I love to Snowboard Winters and then the rest of the year I Longboard (skate not surf), Play Disc Golf, Tube, Hike, and Golf sometimes, I really want to get back into MTN Biking but just cant get the money together for a decent bike that I wont trash (this kids rough on equipment) since I had to leave my nice bike @ home with the parents as it would not fit in th U-haul and decisions had to be made. Home is MI too so its not getting shipped to CT anytime soon.


----------



## planb420 (Mar 14, 2011)

from_the_NEK said:


> .
> "Beach" Volleyball



SOMEBODY HAS UPS!!!!! :blink:


----------



## billski (Mar 14, 2011)

ctenidae said:


> Skiing, beer drinking, sailing, bourbon drinking.
> 
> And beer and bourbon drinking.



In that order?  :razz:


----------



## billski (Mar 14, 2011)

Outdoor quiet sports:   Skiing, Hiking, Sailing,  Off-trail (but not MTN) biking.  Canoeing, Sleeping in the hammock.

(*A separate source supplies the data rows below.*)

PR #1362, opened 2019-11-07
[FIX] Fixes aligned allocator issue for non posix implementation of aligned_alloc.

rrahn:
* Uses operator new and delete instead of aligned_alloc.

### DIFF
--- a/include/seqan3/range/container/aligned_allocator.hpp
+++ b/include/seqan3/range/container/aligned_allocator.hpp
@@ -28,6 +28,12 @@ namespace seqan3
  *
  * \details
  *
+ * This class allocates memory at the given alignment boundary. If the specified `alignment` is not supported by the
+ * used allocation method a std::bad_alloc exception will be thrown. For requested alignments larger than
+ * `__STDCPP_DEFAULT_NEW_ALIGNMENT__`, also called new-extended alignments, the storage will have the alignment
+ * specified by the value `alignment`. Otherwise, the storage is aligned for any object that does not have new-extended
+ * alignment, e.g. int or double, and is of the requested size.
+ *
  * \include test/snippet/range/container/aligned_allocator.cpp
  *
  * Will output something like:
@@ -59,7 +65,7 @@ template <typename value_t, size_t alignment_v = __STDCPP_DEFAULT_NEW_ALIGNMENT_
 class aligned_allocator
 {
 public:
-    //!\brief The memory-alignment of the allocation
+    //!\brief The memory-alignment of the allocation. Defaults to `__STDCPP_DEFAULT_NEW_ALIGNMENT__`.
     static constexpr size_t alignment = alignment_v;
 
     //!\brief The value type of the allocation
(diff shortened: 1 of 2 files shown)


include/seqan3/range/container/aligned_allocator.hpp
```diff
@@ -84,72 +90,108 @@ class aligned_allocator
...
+     * \details
+     *
+     * If the alignment of the new type exceeds the alignment of the current allocator, the larger alignment will
+     * be used.
      */
     template <typename new_value_type>
     struct rebind
     {
+        //!\brief The alignment for the rebound allocator.
+        static constexpr size_t other_alignment = (alignof(new_value_type) > alignment)
```
marehr: std::max ?

include/seqan3/range/container/aligned_allocator.hpp
```diff
@@ -28,6 +28,12 @@ namespace seqan3
  *
  * \details
  *
+ * This class allocates memory at the given alignment boundary. If the specified `alignment` is not supported by the
+ * used allocation method a std::bad_alloc exception will be thrown. For requested alignments larger than
+ * `__STDCPP_DEFAULT_NEW_ALIGNMENT__` the storage will have the alignment specified by the value `alignment`.
+ * Otherwise, the storage is aligned for any object that does not have new-extended alignment and is of the requested
```
marehr: What is new-extended? Can you link it to some cppreference page?

marehr: And is the other one not of the requested size?

marehr: Can you give some examples which "objects" might be effected by the else case?

include/seqan3/range/container/aligned_allocator.hpp
```diff
@@ -28,6 +28,12 @@ namespace seqan3
...
+ * size.
+ *
  * \include test/snippet/range/container/aligned_allocator.cpp
  *
  * Will output something like:
```
marehr: Does the below example still apply?

include/seqan3/range/container/aligned_allocator.hpp
```diff
@@ -84,72 +90,108 @@ class aligned_allocator
...
+     *         operator new function throws or the requested memory exceeds the maximal number of elements to allocate.
+     *
+     * \details
+     *
+     * Allocates `n * sizeof(value_type)` bytes of uninitialized storage by calling
+     * [operator new](https://en.cppreference.com/w/cpp/memory/new/operator_new).
+     * If the given `alignment` is bigger than
+     * [__STDCPP_DEFAULT_NEW_ALIGNMENT__](https://en.cppreference.com/w/cpp/memory/new/align_val_t) the alignment
+     * aware operator new that takes as second argument the alignment as std::align_val_t. The allocation methods
+     * used by the global operator new functions is unspecified, e.g. std::malloc or std::aligned_alloc. Accordingly,
```
marehr:
```suggestion
     * The allocation methods, e.g. std::malloc or std::aligned_alloc, used by the global operator new functions is unspecified. Accordingly,
```

include/seqan3/range/container/aligned_allocator.hpp
```diff
@@ -84,72 +90,108 @@ class aligned_allocator
...
+     * the requirements on the alignment and the size of allocated bytes is implementation defined.
```
marehr: Does this has any impact on the intended behaviour of this class?

include/seqan3/range/container/aligned_allocator.hpp
```diff
@@ -84,72 +90,108 @@ class aligned_allocator
...
-        // causes the function to fail and return a null pointer (C11, as
-        // published, specified undefined behavior in this case, this was
-        // corrected by DR 460).
-        // https://en.cppreference.com/w/cpp/memory/c/aligned_alloc
-        if (auto p = static_cast<pointer>(std::aligned_alloc(alignment, n * sizeof(value_type))))
-            return p;
-#endif
-
-        throw std::bad_alloc();
+            throw std::bad_alloc{};
```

Prefer the mountains to the beach.
Prefer it cooler than hot.  I can deal with minus ten.  I cannot deal with ninety.


----------



## powhunter (Mar 15, 2011)

Skiing
Mountaibiking
Fly Fishing
Hiking (with Mountainbike)

steveo


----------



## ctenidae (Mar 15, 2011)

billski said:


> In that order?  :razz:



Pretty much. Beer after ski, beer before sail, bourbon after sail.
Yup, works for me.


----------



## bvibert (Mar 15, 2011)

Skiing in the winter

MTB when not skiing (and it's not too muddy)

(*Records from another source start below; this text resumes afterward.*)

PR #1369, opened 2019-11-21
[FEATURE] Add type_name function to get human-readable name of a dynamic type.

rrahn:
Adds a function to use typeid operator to get the name of the type at runtime.
This name is human-readable and not mangled as it is the standard for gcc and clang.

This is a follow up of #1367 which also handles mangled names.


h-2:
Can we make the machinery for "typename2string" and "typename2string_at_compile_time" more alike?

rrahn:
> Can we make the machinery for "typename2string" and "typename2string_at_compile_time" more alike?

Yes, I thought about this. That's why I put it into reflection for now. Also I don't think it should be called reflection as it suggests more type inspection then just getting the name. Maybe more like type_info.hpp or something. But I didn't want to change this in this PR. Actually, the changes here are supposed to be part of the already merged PR but now it is just a followup PR because I wasn't fast enough. Anyhow, I put this on the discussion for next strategy meeting to make it more alike.

rrahn:
Ahhhrrg, if we make this change then again the ranges is included because of the include of reflection which includes small_string! What a bummer! So, there need to be another solution for this. Otherwise the entire changes to typeid would have been useless in the first place.

test/unit/core/detail/type_inspection_test.cpp
```diff
@@ -0,0 +1,54 @@
...
+// shipped with this file and also available at: https://github.com/seqan/seqan3/blob/master/LICENSE.md
+// -----------------------------------------------------------------------------------------------------
+
+#include <gtest/gtest.h>
+
+#include <seqan3/core/type_list/traits.hpp>
+#include <seqan3/core/type_list/type_list.hpp>
+#include <seqan3/core/detail/type_inspection.hpp>
+
+using namespace seqan3;
```
eseiler: We do not want to do this anymore

test/unit/core/detail/type_inspection_test.cpp
```diff
@@ -0,0 +1,54 @@
...
+
+// Some test namespace to check if namespace information are preserved within the naming.
+namespace foo
+{
+template <typename ...type>
+struct bar
+{};
+} // namespace foo
+
+// Some types to test if type inspetion works as expected.
```
eseiler:
```suggestion
// Some types to test if type inspection works as expected.
```

test/unit/core/detail/type_inspection_test.cpp
```diff
@@ -0,0 +1,54 @@
...
+// Note, that the returned name might differ between compiler vendors and thus must be adapted accordingly,
```
eseiler:
```suggestion
// Note that the returned name might differ between compiler vendors and thus must be adapted accordingly
```

test/unit/core/detail/type_inspection_test.cpp
rrahn: since when, and what would be the rational for this?

h-2: Please read up on the meeting notes if you haven't been there :wink:

rrahn: i did but i must have missed this.

test/unit/core/detail/type_inspection_test.cpp
```diff
@@ -0,0 +1,52 @@
...
+                                          foo::bar<char>, foo::bar<foo::bar<char, double>>>;
+
+// Helper type list to use some traits functions on type lists.
+using as_type_list_t = seqan3::detail::transfer_template_args_onto_t<reflection_types, seqan3::type_list>;
+
+template <typename param_type>
+class type_inspection : public ::testing::Test
+{
+    // The corresponding list of names that should be generated. Must have the same order as `reflection_types`.
+    inline static const std::vector names{"char", "char16_t", "char32_t", "short", "double",
```
smehringer: Maybe add an alphabet of ours to test?

rrahn: but, that's why I used the special namespace variant, to show that it does work with types within a namespace. What would be different for our types in seqan3 namespace?

smehringer: Yes fine. I just thought it would be easier then creating an extra type withing a namespace. but I don't care :) I already approved

PR #1425, opened 2019-12-15
[INFRA] Support seqan3-config-version.cmake

marehr:
This PR adds support for requesting different versions of seqan3:

* `find_package(SeqAn3 3.1)` will search for SeqAn3 with a version of at least 3.1.0 and at most 4.0.0

To support this we need a new cmake file called `seqan3-config-version.cmake`

See https://cmake.org/cmake/help/v3.16/command/find_package.html#version-selection for more information.


build_system/seqan3-config-version.cmake
```diff
@@ -0,0 +1,48 @@
...
+    set(PACKAGE_VERSION_COMPATIBLE FALSE)
+  endif()
+
+  if(PACKAGE_FIND_VERSION STREQUAL PACKAGE_VERSION)
+      set(PACKAGE_VERSION_EXACT TRUE)
+  endif()
+endif()
+
+# if the installed or the using project don't have CMAKE_SIZEOF_VOID_P set, ignore it:
+if("${CMAKE_SIZEOF_VOID_P}" STREQUAL "" OR "8" STREQUAL "")
```
joergi-w: You compare "8" with "" which is always false:

```suggestion
if("${CMAKE_SIZEOF_VOID_P}" STREQUAL "" OR FALSE)
```

build_system/seqan3-config-version.cmake
```diff
@@ -0,0 +1,48 @@
...
+  return()
+endif()
+
+# check that the installed version has the same 32/64bit-ness as the one which is currently searching:
+if(NOT CMAKE_SIZEOF_VOID_P STREQUAL "8")
```
joergi-w: Actually you could add something like `AND NOT "${CMAKE_SIZEOF_VOID_P}" STREQUAL ""` to this condition and omit the if clause above?! 

Here you do not wrap the variable in `"${ }"`, does it make a difference?

build_system/seqan3-config.cmake
```diff
@@ -139,7 +139,9 @@ endmacro ()
 # Detect if we are a clone of repository and if yes auto-add submodules
 # ----------------------------------------------------------------------------
 # Note that seqan3-config.cmake can be standalone and thus SEQAN3_CLONE_DIR might be empty.
-find_path (SEQAN3_CLONE_DIR NAMES build_system/seqan3-config.cmake HINTS "${CMAKE_CURRENT_LIST_DIR}/..")
+# * `SEQAN3_CLONE_DIR` was already found in seqan3-config-version.cmake
+# * `SEQAN3_INCLUDE_DIR` was already found in seqan3-config-version.cmake
+find_path (SEQAN3_SUBMODULES_DIR NAMES submodules/range-v3 HINTS "${SEQAN3_CLONE_DIR}" "${SEQAN3_INCLUDE_DIR}/seqan3")
```
joergi-w: Again:
```suggestion
find_path (SEQAN3_SUBMODULES_DIR NAMES submodules/sdsl-lite HINTS "${SEQAN3_CLONE_DIR}" "${SEQAN3_INCLUDE_DIR}/seqan3")
```

build_system/seqan3-config-version.cmake
marehr: Yeah true, I just used a script to first auto-generated this file and afterwards fill it with stuff.

build_system/seqan3-config-version.cmake
marehr: Good question :) I'm not sure, I guess wrapping it in "" would have the same effect.

joergi-w: Then make it consistent with above, please :)

marehr: > Actually you could add something like `AND NOT "${CMAKE_SIZEOF_VOID_P}" STREQUAL ""` to this condition and omit the if clause above?! 

true, but I don't know how boolean operator precedences work in cmake, so I keep it split

joergi-w: And parentheses don't work?

marehr: I think it becomes unreadable

build_system/seqan3-config-version.cmake
```diff
@@ -0,0 +1,48 @@
...
+# extract version from seqan3/version.hpp header
+file(STRINGS "${SEQAN3_INCLUDE_DIR}/seqan3/version.hpp" SEQAN3_VERSION_HPP REGEX "#define SEQAN3_VERSION_(MAJOR|MINOR|PATCH)")
+string(REGEX REPLACE "#define SEQAN3_VERSION_(MAJOR|MINOR|PATCH) " "" PACKAGE_VERSION "${SEQAN3_VERSION_HPP}")
+string(REGEX REPLACE ";" "." PACKAGE_VERSION "${PACKAGE_VERSION}")
+
+if(PACKAGE_VERSION VERSION_LESS PACKAGE_FIND_VERSION)
+  set(PACKAGE_VERSION_COMPATIBLE FALSE)
+else()
+
+  if(PACKAGE_VERSION MATCHES "^([0-9]+)\\.")
```
rrahn: please use the same spacing as used for regular source code

build_system/seqan3-config-version.cmake
```diff
@@ -0,0 +1,48 @@
...
+    set(CVF_VERSION_MAJOR "${CMAKE_MATCH_1}")
```
rrahn: can we make this a proper name or document it.

build_system/seqan3-config-version.cmake
```diff
@@ -0,0 +1,48 @@
+# -----------------------------------------------------------------------------------------------------
+# Copyright (c) 2006-2019, Knut Reinert & Freie Universität Berlin
+# Copyright (c) 2016-2019, Knut Reinert & MPI für molekulare Genetik
+# This file may be used, modified and/or redistributed under the terms of the 3-clause BSD-License
+# shipped with this file and also available at: https://github.com/seqan/seqan3/blob/master/LICENSE.md
+# -----------------------------------------------------------------------------------------------------
+
+# This file adds version support for `find_package(SEQAN3 3.1)`.
+
```
rrahn: can you please document that this was auto generated by which script in which version and a link to it?

CHANGELOG.md
```diff
@@ -41,6 +41,12 @@ If possible, provide tooling that performs the changes, e.g. a shell-script.
   You are only affected if you added types to `seqan3::custom::`.
   Please see [About Customisation](http://docs.seqan.de/seqan/3-master-user/about_customisation.html).
 
+### CMake
+
+* [find_package](https://cmake.org/cmake/help/latest/command/find_package.html#version-selection) now accepts minimum
+  versions (e.g. `find_package(SEQAN3 3.1.0)` requires at least seqan3 with a version of `>= 3.1.0` and `< 4.0.0`).
+* `SEQAN3_VERSION_STRING` was renamed to `SEQAN3_VERSION` (`find_package(SEQAN3)`).
```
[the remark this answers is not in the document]
marehr: This variable will be set by `find_package(SEQAN3)`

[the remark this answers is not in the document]
rrahn: Can you make it a full sentence then please. Like
```
The variable `SEQAN3_VERSION_STRING` defined by find_package(SEQAN3) was renamed to `SEQAN3_VERSION`.
```

CHANGELOG.md
```diff
@@ -55,6 +49,12 @@ If possible, provide tooling that performs the changes, e.g. a shell-script.
   Most user code will be unaffected; to fix possible compiler errors you need to add an empty template parameter list to
   the respective instances (e.g. change `input_file_validator` to `input_file_validator<>`).
 
+#### CMake
+
+* [find_package](https://cmake.org/cmake/help/latest/command/find_package.html#version-selection) now accepts minimum
+versions (e.g. `find_package(SEQAN3 3.1.0)` requires at least seqan3 with a version of `>= 3.1.0` and `< 4.0.0`).
```
rrahn: We should actually not use 3.1.0 here, even if it is just an example, because we don't have a 3.1.0 release yet. Better use 3.0.1, which would at least be correct when we release it. What do you think?

rrahn:
@marehr you can already rebase and squash all the review commits when you applied the last change. Many thanks

marehr:
@rrahn done :)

I would like to get a road bike too (especially for when it's muddy in the woods).  I've done a bit of hiking, but not much recently.


----------



## o3jeff (Mar 15, 2011)

bvibert said:


> Skiing in the winter
> 
> MTB when not skiing (and it's not too muddy)
> 
> I would like to get a road bike too (especially for when it's muddy in the woods).  I've done a bit of hiking, but not much recently.



You think a road bike will be better in the mud?


----------



## Riverskier (Mar 15, 2011)

Winter- skiing

Summer- mt. biking

Once in a while- snowshoeing, cross country skiing, canoeing, hiking, etc.. Skiing and biking are my only regular activities.


----------



## bvibert (Mar 15, 2011)

o3jeff said:


> You think a road bike will be better in the mud?



Yup


----------



## RootDKJ (Mar 15, 2011)

Winter: skiing
Summer: swimming (3-6 miles a week), some mountain biking but I don't crave it like skiing, did some short hikes after work last summer which was nice.  I'd really like to find a scenic lake where I can rent a kayak to try that.  Beer drinking and safety meetings before hitting the waterslide at the local pool.  Landscaping.


----------



## wa-loaf (Mar 15, 2011)

Winter: Skiing
Summer: hunting for ski deals ... ok, and hiking/biking.


----------



## SKIQUATTRO (Mar 15, 2011)

telemarking
mountain biking
road biking
triathalon
water skiing
surfing/windsurfing/sup


----------



## severine (Mar 15, 2011)

Kayaking is something I'd like to add to the list. FIL has kayaks available to us, we just don't seem to use them very often. Went once last year with the kids and it was great.


----------



## St. Bear (Mar 15, 2011)

Winter: Skiing
Spring: Rugby
Summer: Golf
Fall: Rugby

I also enjoy hiking, but I don't get out often at all.


----------



## drjeff (Mar 15, 2011)

Winter - skiing

Spring/Summer/Fall:  Golf, Mountain Biking, Running


----------



## skiNEwhere (Nov 13, 2012)

Bump........:razz:

Ski/Snowboard/Tele
Hiking
Rock Climbing (if you want to count this, I'm a total n00b)
Kayaking

Used to mountain bike, want to be back into it in the summer


----------



## ScottySkis (Nov 13, 2012)

Sent from my ADR6410LVW using Tapatalk 2

Skiing, out door hockey.


----------



## SKIQUATTRO (Nov 14, 2012)

skiing
surfing
sup
waterskiing
road/mtn biking
waterskiing
sailing


----------



## bzrperfspec77 (Nov 19, 2012)

Here it goes... Dirtbikes in the Spring, Summer, Fall & WINTER! Putting the spikes on in the winter time provides some of the best riding around! Of course skiing is my main winter activity (Minus Hunting) but Dirtbikes is a close second.


----------



## WWF-VT (Nov 21, 2012)

I play a lot of disc golf with my kids


----------



## billski (Nov 21, 2012)

Napping on the porch  :idea:


----------



## AinWonderland (Dec 11, 2012)

horse back riding, soccer, running, volleyball, softball


----------



## vdk02 (Dec 11, 2012)

Winter: Snowboard, Telemark, Hiking, Camping, Ice Fishing, Dirtbiking (Whenever there is minimal snow)
Other: Hiking, Camping, Fishing, Dirtbiking (all trail riding) 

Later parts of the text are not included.